To shed light on the issue I sought out Fred Pecker, Business Manager for Local 6.


POOR: I'm here to talk to you about the ecommerce delivery companies that are not union-based.

Fred: Well., just so you know, a lot of them are union-based. What did you want to know?

P: Why can't a union-based company do just as good a job as a non union-based company?

F: They can. Traditionally, the union does not necessarily get all the contracts that are out there. With companies that have been around for awhile, there is more opportunity for unions to do the work and the organizing that is required to get those contracts.
Webvan, for example. They have their main warehouse, which they stock from the big Webvan trucks centrally. They stock the big warehouse with items that are currently in demand, and the central warehouse provides stock shipments and delivery/pickup services to the smaller warehouses, which are satellites of the main location.

But the situation in a large operation such as Webvan is that you get some of the locations becoming union-based, while others remain unorganized. This is really due to two things: the efforts of local unions to organize the workers; and the response of the workers themselves. It takes a certain type of person to organize a company, it's not easy work sometimes, and sometimes the employees themselves may be unresponsive, for whatever reason.

P: Some of the assertions in my reading material is that the unions are not actively working to organize the employees of ecommerce or attempting to get the ecommerce contracts. What do you have to say about that?

F: Well, with a lot of these companies, they will subcontract out to the unions to provide certain services to them. Say a company sets up to do web sales, they set up a catalog on the web. They may link up with a warehouse union locally that can store and stock all of their catalog items. Then they may want to do the delivery themselves, or they may contract out the delivery, as well. But whoever they contract out to is going to have to administer the billing, and the accounts management, and the time it takes to deliver the items in question, etc.

So, quite often the companies or unions doing the subcontracting will have their administrative services in a separate location from the warehouses and other services. So, again, you get down to the question of how many of these different locations and services are part of a union, and what parts have a history of not being organized, or organized with some success, and also, again, the people doing the organizing. It takes a certain amount of mettle, and perserverance; these are the main qualities of a successful organizer. It may be just one or two people, or it may be several. If these people do not appear, or they appear briefly and then move on, or if the workplace itself remains unresponsive from a worker perspective, then organizing within some part of a company, old or new, could take a very long time.

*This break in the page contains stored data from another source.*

Issue #91, opened 2017-02-01
Make com.onelogin.saml2.Auth more extensible.


eglizzy:
I think it would be be helpful to make the library more extensible by adding a few methods and making some of the private fields protected.

For com.onelogin.saml2.settings.SettingsBuilder it would be nice to be to have a constructor that took Saml2Settings. This would allow me to load the settings dynamically externally but still use the existing validation code provided by the SettingsBuilder.

Also I have extended the com.onelogin.saml2.Auth and I am adding a overloading Auth.processResponse() -> Auth.processResponse(HttpRequest httpRequest). It would be helpful if some of the properties were made to be protected. Or the addition of a protected method to pass in the samlResponse to set these properties. 
                                nameid,
				authenticated,
				attributes,
				sessionIndex,
				sessionExpiration,
				lastAssertionId,
				lastAssertionNotOnOrAfter

pitbulk:
do you have a PR?

eglizzy:
I will take a look tonight and see if I can get something over by the end of the week.

pitbulk:
any progress? I plan to release a new version this week or at the start of next week.

jportner-hw:
this would be nice. we prefer not to use property files, and would like to instead put all of the configuration in the database.

pitbulk:
Any progress on the PR?

comepasto:
@pitbulk I needed also a dynamic loading of Saml2Settings. I created a PR #125

PR #125, opened 2017-10-04
Build settings dynamically

comepasto:
Some applications may need to load application settings dynamically.

I added a DynamicSettingsBuilder for that purpose.

There were two options on this. The first is to have a fully mutable class of Saml2Settings. The second one is to keep it a little bit restricted and add a builder.

I prefer the second approach as other client code cannot modify the settings.

This may fix the request from issue #91


pitbulk:
Thanks @comepasto I will review and merge.

meanwhile, I found some issues with spaces on some files that you committed, can you review and fix them?

comepasto:
Sure. I'll take a look. I use Eclipse with a specific formatter. I'll try to revert all undesired formats.

core/src/main/java/com/onelogin/saml2/util/Util.java
```diff
@@ -477,17 +479,16 @@ private static String chunkString(String str, int chunkSize) {
...
 	 */
-	public static X509Certificate loadCert(String certString) throws CertificateException, UnsupportedEncodingException {
+	public static X509Certificate loadCert(String certString) throws CertificateException {
 		certString = formatCert(certString, true);
 		X509Certificate cert;
 		
 		try {
 			cert = (X509Certificate) CertificateFactory.getInstance("X.509").generateCertificate(
-				new ByteArrayInputStream(certString.getBytes("utf-8")));
+				new ByteArrayInputStream(certString.getBytes(StandardCharsets.UTF_8)));
```
pitbulk: So using StandardCharsets.UTF_8, UnsupportedEncodingException is not raised anymore?
We avoided the use of StandardCharsets since it requires Java 1.7 and this toolkit in its origen was designed to work with 1.6  but we already introduced 1.7 dependencies.. so its ok.

core/src/main/java/com/onelogin/saml2/util/Util.java
```diff
@@ -503,20 +504,19 @@ public static X509Certificate loadCert(String certString) throws CertificateExce
...
+		extractedKey = chunkString(extractedKey, 64);
 		KeyFactory kf = KeyFactory.getInstance("RSA");
 		
 		PrivateKey privKey;
 		try {
-			byte[] encoded = Base64.decodeBase64(keyString);
+			byte[] encoded = Base64.decodeBase64(extractedKey);
 			PKCS8EncodedKeySpec keySpec = new PKCS8EncodedKeySpec(encoded);
-			privKey = (PrivateKey) kf.generatePrivate(keySpec);
+			privKey = kf.generatePrivate(keySpec);
```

P: What are your future plans around the ecommerce warehouse industry? I see some new styles of delivery services taking place currently, as far as companies like Kozmo.com that do delivery of essentially whatever the customer wants, in under an hour. Do you have any response as to how this will affect expectations within the delivery industry overall?

F: Well, it won't really affect the companies that already have their contracts set up, and that do more large scale warehousing and delivery. What you’re going to find more with companies like Kozmo, and that you already find taking place, is that they’ll be using other people to provide the delivery, such as bike messengers used to do when it was business-to-business and they would just be delivering somebody’s important documents.

P: Yeah, I've noticed the Bike Messengers' Union is here in the same building as you guys (ILWU Local 250). So you think that they're going to have more involvement with the ecommerce industry than they do now?

F: Sure, well they are already involved with it. But the situation in an increasingly urban environment is that if people want something delivered quickly, they’re better off using bikes or motorscooters to do it, because these are the best types of vehicles for getting around when you have traffic jams all day long.